» Your assignment: When the line containing "fixed first dimension." appears in the entries below, begin printing there and stop after the line containing "-948,9 +948,14 @@"; print each of those lines exactly and no other line.
── Source material ──
PR #8524, opened 2026-08-28
Return None for a null row of a dynamic-shape ArrayXD column

Kayvan-Zahiri:
`ArrayExtensionArray.to_pylist` builds the python values from `to_numpy`, where a null row is a bare `np.nan`. That is fine for the numpy format but not for the python one, and the guard added in #8363 only covered a fixed first dimension.

So for a column like `Array2D(dtype="int32", shape=(None, 2))` with a `None` row:

```python
ds[1]        # {'foo': nan}   instead of {'foo': None}
ds.to_dict() # AttributeError: 'float' object has no attribute 'tolist'
```

The same crash hits `to_list`, `ds[:]`, `Dataset.iter`, `map` and `filter`. The identical column declared with a fixed shape returns `None` correctly. Dynamic first dimensions are a documented feature and `test_array_xd_with_none` already covers them.

The null guard is really about nulls, not about the shape, so it now runs before the numpy conversion and covers both.

`PandasArrayExtensionArray.isna` met the same scalar nan from the other side: `pd.isna` returns a plain bool for it and bool has no `.any()`, which broke `Dataset.to_csv` and `DataFrame.isna()`.

Two regression tests added next to the existing ones. The numpy, pandas and arrow formats are unchanged, verified across all twelve ArrayXD value dtypes.

### DIFF
--- a/src/datasets/features/features.py
+++ b/src/datasets/features/features.py
@@ -948,9 +948,14 @@ class PandasArrayExtensionArray(PandasExtensionArray):
         return self._data.nbytes
 
     def isna(self) -> np.ndarray:
-        # A null row of a dynamic-shape ArrayXD column is a scalar np.nan rather than an
-        # array, and the plain bool `pd.isna` returns for it has no `.any()`.
-        return np.array([np.any(pd.isna(arr)) for arr in self._data])
+        if self._data.dtype == object:
+            # Dynamic shape: a missing row is a scalar sentinel, present rows are
+            # arrays. isna is a per-value mask, so a NaN inside a present row must
+            # not mark the row missing.
+            return np.array([not isinstance(arr, np.ndarray) and bool(pd.isna(arr)) for arr in self._data])
+        # Fixed shape: every row is an array and the null row is materialised as
+        # NaNs, so the validity bitmap is already gone by this point.
+        return np.array([pd.isna(arr).any() for arr in self._data])
 
     def __setitem__(self, key: Union[int, slice, np.ndarray], value: Any) -> None:
         raise NotImplementedError()
--- a/src/datasets/features/features.py
+++ b/src/datasets/features/features.py
@@ -838,17 +838,16 @@ class ArrayExtensionArray(pa.ExtensionArray):
         return numpy_arr
 
     def to_pylist(self, maps_as_pydicts: Optional[Literal["lossy", "strict"]] = None):
+        if self.storage.null_count:
+            # to_numpy writes np.nan in the null rows and the python path cannot undo that: a
+            # fixed shape has its whole column cast to float64, losing integers above 2**53, and
+            # a dynamic first dimension leaves a bare float where a list belongs. The nested-list
+            # storage already carries the exact values and None for the null rows, so use it.
+            return self.storage.to_pylist()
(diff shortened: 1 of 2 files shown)


Jokasa7 (commented):
I found one correctness issue in the pandas-formatting part of this fix. The Python-format change behaves correctly for the tested null-row cases, but the scalar-safe `isna` reduction still conflates an inner NaN with top-level `ArrayXD` nullness, so the newly working `to_csv` path can silently blank a present array value. Details inline.

src/datasets/features/features.py
```diff
@@ -949,7 +948,9 @@ def nbytes(self) -> int:
         return self._data.nbytes
 
     def isna(self) -> np.ndarray:
-        return np.array([pd.isna(arr).any() for arr in self._data])
+        # A null row of a dynamic-shape ArrayXD column is a scalar np.nan rather than an
+        # array, and the plain bool `pd.isna` returns for it has no `.any()`.
+        return np.array([np.any(pd.isna(arr)) for arr in self._data])
```
Jokasa7: **[P2] Preserve present ArrayXD rows that contain NaN**

For a dynamic/ragged float column, `_data` is an object array where a top-level null is scalar `np.nan` but each present row is an ndarray. Reducing `pd.isna(arr)` with `np.any` therefore marks a present row missing as soon as one element is NaN. With `Array2D((None, 2), "float32")` and `[[[1.0, np.nan]], None, [[5.0, 6.0]]]`, Arrow's top-level null mask is `[False, True, False]`, but this line returns `[True, True, False]`; on this head, `to_csv()` writes both of the first two cells as empty strings. Since `ExtensionArray.isna()` is a per-value mask, could the object/ragged path identify only the scalar missing sentinel (or preserve Arrow's validity bitmap) and add an inner-NaN regression test?

Kayvan-Zahiri: Good catch, that is silent data loss and you are right that `isna` is a per-value mask. Fixed in 9746085.

Your repro, before and after, against Arrow's own validity:

```
                arrow      isna (before)   isna (after)
dynamic   [F, T, F]        [T, T, F]       [F, T, F]
csv row 0 was ""                           now [[ 1. nan]]
```

The dynamic path is object dtype, where a missing row is a scalar sentinel and present rows are arrays, so it now tests for the sentinel rather than reducing over the row:

```python
if self._data.dtype == object:
    return np.array([not isinstance(arr, np.ndarray) and bool(pd.isna(arr)) for arr in self._data])
return np.array([pd.isna(arr).any() for arr in self._data])
```

I left the fixed-shape branch alone deliberately. There `_data` is a float ndarray and the null row is already materialised as NaNs, so nothing at that point can tell a null row from a row that happens to be all NaN. Preserving the validity bitmap would fix it properly, but that is a wider change than this PR and I would rather not fold it in. Say the word if you want it as a follow-up.

Added `test_array_xd_dynamic_shape_isna_keeps_rows_with_inner_nan`, which pins isna against `column[i].is_valid` and asserts the present NaN row survives `to_csv`. It fails on the previous head.

tests/features + tests/test_table.py: 646 passed, 106 skipped. ruff clean.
───
» Written answer:
`ArrayExtensionArray.to_pylist` builds the python values from `to_numpy`, where a null row is a bare `np.nan`. That is fine for the numpy format but not for the python one, and the guard added in #8363 only covered a fixed first dimension.

So for a column like `Array2D(dtype="int32", shape=(None, 2))` with a `None` row:

```python
ds[1]        # {'foo': nan}   instead of {'foo': None}
ds.to_dict() # AttributeError: 'float' object has no attribute 'tolist'
```

The same crash hits `to_list`, `ds[:]`, `Dataset.iter`, `map` and `filter`. The identical column declared with a fixed shape returns `None` correctly. Dynamic first dimensions are a documented feature and `test_array_xd_with_none` already covers them.

The null guard is really about nulls, not about the shape, so it now runs before the numpy conversion and covers both.

`PandasArrayExtensionArray.isna` met the same scalar nan from the other side: `pd.isna` returns a plain bool for it and bool has no `.any()`, which broke `Dataset.to_csv` and `DataFrame.isna()`.

Two regression tests added next to the existing ones. The numpy, pandas and arrow formats are unchanged, verified across all twelve ArrayXD value dtypes.

### DIFF
--- a/src/datasets/features/features.py
+++ b/src/datasets/features/features.py
@@ -948,9 +948,14 @@ class PandasArrayExtensionArray(PandasExtensionArray):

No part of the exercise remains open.